Les Nouvelles de l’Archéologie (May 2016)
La fondation royale des Dominicaines d'Aix-en-Provence
Abstract
Notre-Dame of Nazareth, Dominican nuns' convent, is settled in 1292 in Aix-en-Provence by the Count of Anjou and Provence, king of Naples and Jerusalem. The results of several archaeological excavations, led on a part of the former domain, in combination with pieces of information brought by the written sources, offer a glimpse of the way of life in this original institution. Royal convent, of an apostolic Mendicant Order, but for nuns living a contemplative cloistered life, this monastic complex, described as huge, closed and prestigious, is at the same time outside and inside the world. Attractive pole of devotion for the women, it is also used as an educational establishment for girls of good families.

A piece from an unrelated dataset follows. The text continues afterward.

PR #320, opened 2023-10-11
DM-41151: Define products variable as array so that it is interpreted correctly

JeremyMcCormick:
The usage of quotes causes the products to be interpreted as a single string, which is incorrect. This breaks the rebuild command when multiple products are included in the `$PRODUCTS` variable.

As a place of consenting (sometimes simply temporary) confinement, it even partakes of the control over women’s life by men. The cloister is associated with a seclusion which here has to adapt nevertheless to the male presence within the monastic enclosure: in addition to the religious brothers who manages the convent, which takes episodic functions as a royal residence, and which is on the other hand dedicated to almsgiving and hosting people in need, an important profane attendance is generated, which provides employment to numerous servants of both sexes. The convent can be considered as an original and dynamic place, a refuge from the world, by its status, its prestige and its high walls, but where the world enters, and where it was possible to leave from, to follow a laic way of life. It also plays a political role, as an exercise, in the religious part, of the royal power of the Angevin dynasty, which strengthens this way its bearings and its authority, in the city of Aix, on the lands of Provence.